Another strong performer was Japan Airport Terminal. The company manages the two airports of Tokyo. Rising passenger numbers as a result of a rebound in tourism and the improving economy drove up stock prices by 17.5%. GSI Lumonics was up 23% after broker upgrades and Jakks Pacific increased 17%.
John Wood came under pressure due to concerns on the short-term outlook for their US gas turbine maintenance business and worries about the order flow in the oil-service business. D Carnegie lost 11% on the uncertain outlook for capital markets. Pusan Bank and Daegu Bank in Korea lost 7% and 6.2% in the overall weakness of the Korean market. Jenoptik issued a convertible bond to refinance some of its debt and improve its capital base to build its business and dropped 11.3%.

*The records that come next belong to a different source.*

PR #5636, opened 2018-10-05
[WIP] Ports /tg/station pixel projectiles, processing subsystems, timer subsystems, and some misc stuff to make it all work

kevinz000:
What it says on the tin.
For those of you unfamilier: Pixel projectiles on /tg/ gives projectiles true angular motion, and while you may say that's already a thing with the current system it doesn't take into account where you clicked on a tile, and only takes into account which tile you clicked so I'm porting the tg one. Also, the new projectiles system is processed on a projectile subsystem, and is 100% accurate and more realistic! Yeah.
Anyways does this place have an auto changelogger or do I have to manually put changelog files? :/


Anewbe:
We don't have an automatic changelog thing, sadly.

kevinz000:
ouch

kevinz000:
relies on stuff from 5677

Atermonera:
> code/modules/projectiles/projectile/magnetic.dm:130:error: kill_count: undefined var
> code/modules/projectiles/projectile/hook.dm:12:error: step_delay: undefined var
> code/modules/projectiles/projectile/hook.dm:31:error: kill_count: undefined var
> code/modules/projectiles/projectile/hook.dm:29:error: launch: undefined proc

kevinz000:
Needs to be reverified after merge.

kevinz000:
fixed fixed bugtested

maps/example/example-2.dmm
```diff
@@ -1,69 +1,1324 @@
...
-"B" = (/obj/structure/cable/yellow{d1 = 4; d2 = 8; icon_state = "4-8"},/turf/simulated/floor/tiled/dark,/area/aisat_interior)
-"C" = (/obj/machinery/power/apc{dir = 4; name = "east bump"; pixel_x = 24},/obj/structure/cable/yellow{d2 = 8; icon_state = "0-8"},/obj/structure/cable/yellow{d1 = 2; d2 = 8; icon_state = "2-8"},/obj/machinery/light{icon_state = "tube1"; dir = 4},/turf/simulated/floor/tiled/dark,/area/aisat_interior)
-"D" = (/obj/structure/cable/yellow{d1 = 1; d2 = 2; icon_state = "1-2"},/obj/effect/floor_decal/corner/lime/diagonal,/turf/simulated/floor/tiled/dark,/area/aisat_interior)
-"E" = (/turf/simulated/floor/tiled/red,/area/aisat_interior)
-"F" = (/obj/effect/floor_decal/sign/two,/turf/simulated/floor/tiled/dark,/area/aisat_interior)
-"G" = (/obj/machinery/light,/obj/effect/floor_decal/corner/lime/diagonal,/turf/simulated/floor/tiled/dark,/area/aisat_interior)
-"H" = (/obj/structure/lattice,/obj/structure/cable/yellow{d1 = 32; icon_state = "32-1"},/turf/simulated/open,/area/aisat_interior)
+//MAP CONVERTED BY dmm2tgm.py THIS HEADER COMMENT PREVENTS RECONVERSION, DO NOT REMOVE
```
Neerti: This might cause problems if we don't run the tgm stuff currently.

code/game/atoms_movable.dm
```diff
@@ -45,51 +47,234 @@
...
+
+	for(var/i in loc)
+		if(i == src) // Multi tile objects
+			continue
+		var/atom/movable/thing = i
+		thing.Crossed(src)
+//
+////////////////////////////////////////
+
+/atom/movable/Move(atom/newloc, direct)
```
Neerti: Is this supposed to be overridden twice?

Neerti:
Looks neat, did some local testing and some bugs came up. Gonna post them here from discord so you don't need to scroll up a lot if you forget some of them.

[1:11 PM] Neerti: @A Runescriber Testing the PR locally, it looks like the projectile is not being turned towards where the projectile is going(edited)
[1:11 PM] Neerti: so far the ion bolt and phase rifle have that issue
[1:12 PM] Neerti: if I shoot to the left the projectile points down as it flies left of me
[1:14 PM] Neerti: Okay so shooting to the right also has the same issue, projectile points south
[1:14 PM] Neerti: shooting south of me makes it point north
[1:14 PM] Neerti: shooting north works fine
[1:18 PM] Neerti: Arcing projectiles don't appear to call on_impact() when they hit the ground.
[1:20 PM] Neerti: Projectiles arcing in the air also are turned incorrectly but that might be the first bug as well
[1:21 PM] Neerti: firing an arcing projectile with a gun also causes a trying to divide null error because target_distance is not set, presumably because its using old_style_target()

Otherwise this seems mostly fine.

PR #5637, opened 2018-10-05
Kates syringe fix

lbnesquik:
This fix syringes being capable of slicing apples (and probably some other errors no one reported). This doesn't affect syringes gun because they use darts for some reason 
~~despite having the same sprite as ones who use standard syringes and no cue in the description~~
https://github.com/VOREStation/VOREStation/pull/4304

### DIFF
--- a/code/modules/projectiles/guns/launcher/syringe_gun.dm
+++ b/code/modules/projectiles/guns/launcher/syringe_gun.dm
@@ -64,7 +64,7 @@
 
 /obj/item/weapon/gun/launcher/syringe
 	name = "syringe gun"
-	desc = "A spring loaded rifle designed to fit syringes, designed to incapacitate unruly patients from a distance."
+	desc = "A spring loaded rifle designed to fit syringes, designed to incapacitate unruly patients from a distance. Does not fit standard medical grade syringes."
 	icon_state = "syringegun"
 	item_state = "syringegun"
 	w_class = ITEMSIZE_NORMAL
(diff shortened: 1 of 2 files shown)


Mewchild:
Syringes use darts, loaded into cartridges. Make sure you're using the correct syringe gun.

lbnesquik:
So it turns out that syringes TURN sharp whenever they are put into a dart case. So there is no issue. Thanks, bug checking coder from the past!

Mewchild:
With your change makin syringes no longer sharp, check and see if they still cause bleeding/cuts on harm intent, as they should.

lbnesquik:
They probably don't.

lbnesquik:
I could probably just hack it by adding sharp = 1 at the start of the harm process and then sharp =initial(sharp)

code/modules/projectiles/guns/launcher/syringe_gun.dm
```diff
@@ -129,12 +129,14 @@
 		C.loc = src
 		darts += C //add to the end
 		user.visible_message("[user] inserts \a [C] into [src].", "<span class='notice'>You insert \a [C] into [src].</span>")
-	else
+	else if(istype(A, /obj/item/weapon/reagent_containers/syringe))
+		var/obj/item/weapon/reagent_containers/syringe/B = A
+		user << "<span class='warning'>[B] is too long and fragile to work with [src]! You'll need special darts for this device!</span>"
```
Anewbe: `to_chat(user, ` is the preferred way to do this.

lbnesquik:
`else if(W.sharp)` is all that is checked before slicing sliceable.

Neerti:
Could change it to check for both sharp and edge.

PR #5640, opened 2018-10-07
Fixes laptop blocking grown adults.

lbnesquik:
https://github.com/VOREStation/VOREStation/pull/4319


Atermonera:
It would also be preferable imo to have them use their own circuit board, whereby one could _actually_ de-/reconstruct them

PR #5648, opened 2018-10-09
Prevents people from HREF exploiting around the R&D console lock.

king5327:
Fixes: A dirt-easy HREF exploit that lets people who think like me ignore RD console security.
Fixes: << becomes to_chat

### DIFF
--- a/code/modules/research/rdconsole.dm
+++ b/code/modules/research/rdconsole.dm
@@ -155,7 +155,7 @@ won't update every console in existence) but it's more of a hassle to do. Also, 
 	add_fingerprint(usr)
 
 	usr.set_machine(src)
-	if((href_list["lock"] || screen < 1 || (screen == 1.6 && href_list["menu"] != "1.0")) && !allowed(usr)) //Stops people from HREF exploiting out of the lock screen, but allow it if they have the access.
+	if((screen < 1 || (screen == 1.6 && href_list["menu"] != "1.0")) && (!allowed(usr) && !emagged)) //Stops people from HREF exploiting out of the lock screen, but allow it if they have the access.
 		usr << "Unauthorized Access"
 		return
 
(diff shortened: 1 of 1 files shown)


code/modules/research/rdconsole.dm
```diff
@@ -155,6 +155,10 @@ won't update every console in existence) but it's more of a hassle to do. Also,
 	add_fingerprint(usr)
 
 	usr.set_machine(src)
+	if((screen < 1 || (screen == 1.6 && href_list["menu"] != "1.0")) && (!allowed(usr) && !emagged)) //Stops people from HREF exploiting out of the lock screen, but allow it if they have the access.
+		usr << "Unauthorized Access"
```
Atermonera: `to_chat(usr, "<span class='warning'>Unauthorized Access</span>")`

king5327: I know. I chose to follow internal file consistency in this case. Fixing that would be a topic for another PR.

king5327:
Another option would be to change the access from access_research to access_tox so that only people with lab access can access it.

code/modules/research/rdconsole.dm
Atermonera: `<<` is technically non-compliant with our coding standards, see "Outputting Messages" section of our coding standards. It's not incredibly urgent that all instances be updated, but it is requested that any new instances use `to_chat()`, and that instances of `<<` be updated to `to_chat()` when related code is touched.

Atermonera: In case I wasn't clear, this is a formal request that you comply with our coding standards. I would sooner see usage of `<<` updated in the whole file in this PR if you're concerned about consistency of a single file (And I do as much in pretty much any project of mine), than the addition of another `<<` in the name of file consistency, when we're slowing working on updating all of '<<' to 'to_chat()' on an as-we-touch-each-file-tangentially basis, particularly when consistency within one file means very little against the broader inconsistency of the codebase at large.

PR #5650, opened 2018-10-09
Fix incorrect HUD/screen/hologram

lbnesquik:
Adds a missing pointer, giving proper screens to the machines.


lbnesquik:
https://github.com/VOREStation/VOREStation/pull/4312

PR #5654, opened 2018-10-12
Makes math helpers defines for performance

kevinz000:
What it says on the tin!


code/__defines/math.dm
```diff
@@ -1,18 +1,228 @@
...
+// Secant
+#define SEC(x) (1 / cos(x))
+
+// Cosecant
+#define CSC(x) (1 / sin(x))
+
+#define ATAN2(x, y) ( !(x) && !(y) ? 0 : (y) >= 0 ? arccos((x) / sqrt((x)*(x) + (y)*(y))) : -arccos((x) / sqrt((x)*(x) + (y)*(y))) )
+
+// Greatest Common Divisor - Euclid's algorithm
+/proc/GCD(a, b)
```
Atermonera: Why are you moving helper functions out of a file for helper functions and into a file for defines?

code/modules/mob/living/carbon/metroid/powers.dm
```diff
@@ -1,4 +1,4 @@
-/mob/living/carbon/slime/proc/Wrap(var/mob/living/M) // This is a proc for the clicks
+/mob/living/carbon/slime/proc/WRAP(var/mob/living/M) // This is a proc for the clicks
```
Atermonera: This isn't a define, so it shouldn't be all caps

kevinz000: Oops.

code/__defines/math.dm
kevinz000: I consolidated all math based stuff into a single math file, could put it back in a math.dm under helpers I guess?

code/__defines/math.dm
```diff
@@ -1,18 +1,228 @@
...
+// Cotangent
+#define COT(x) (1 / TAN(x))
+
+// Secant
+#define SEC(x) (1 / cos(x))
+
+// Cosecant
+#define CSC(x) (1 / sin(x))
+
+#define ATAN2(x, y) ( !(x) && !(y) ? 0 : (y) >= 0 ? arccos((x) / sqrt((x)*(x) + (y)*(y))) : -arccos((x) / sqrt((x)*(x) + (y)*(y))) )
```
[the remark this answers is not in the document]
kevinz000: This is the old Atan2 but as a define. 
/proc/Atan2(x, y)
	if(!x && !y) return 0
	var/a = arccos(x / sqrt(x*x + y*y))
	return y >= 0 ? a : -a
#define ATAN2(x, y) (
 !(x) && !(y) ? 0 : 
(y) >= 0 ? arccos((x) / sqrt((x)*(x) + (y)*(y))) :
 -arccos((x) / sqrt((x)*(x) + (y)*(y))) )

PR #8078, opened 2021-05-11
Refactors IsSynthetic

Novacat:
Port of https://github.com/VOREStation/VOREStation/pull/10298 by Aronai


code/modules/mob/living/carbon/human/human_powers.dm
```diff
@@ -218,7 +218,6 @@
 		if(isSynthetic())
 			output += "Current Battery Charge: [nutrition]\n"
 
-		if(isSynthetic())
```
TheFurryFeline, line 221: Pain. Why did this part need that if(isSynthetic()) twice? Spaghetti bruh moment.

In the reporting period we had net inflows and added to a broad range of names in our portfolio. In addition we also build a new position in Bearingpoint, a US based IT consulting business. The company had expanded its European operations through acquisitions in Germany at the peak of the cycle and has struggled since then to integrate these businesses. We now see some sighs for a stabilization of the business. It seems that demand picks up again and utilization improves, and margins could improve through better management of subcontractors.
We sold our position in Koram Bank after a takeover offer from Citigroup and sold out of Mayne Group, the Australian pharmaceutical and health Service Company, after the stock had reached our price target.

Outlook
Strong second-quarter results from major corporations will be welcomed by equity markets - but much more important will be the forward statements that accompany these results. The rise in interest rates, disappointing job creation figures and the end of various fiscal stimuli mean that U.S. consumer spending will have to be closely watched, as will inflation. The U.S. presidential elections will also begin to loom larger as we move through the summer. However, if the global economy remains on track and inflation and corporate earnings hold their own, the modest performance delivered by equity markets in the first half of this year could be the silver lining for more sustained growth in these markets over the next few quarters. Despite their strong out performance relative to large caps over the past year, we believe that economic growth, plus the opportunities inherent in 'value'-type smaller cap companies, should provide continued support for this asset class over the coming 12 months.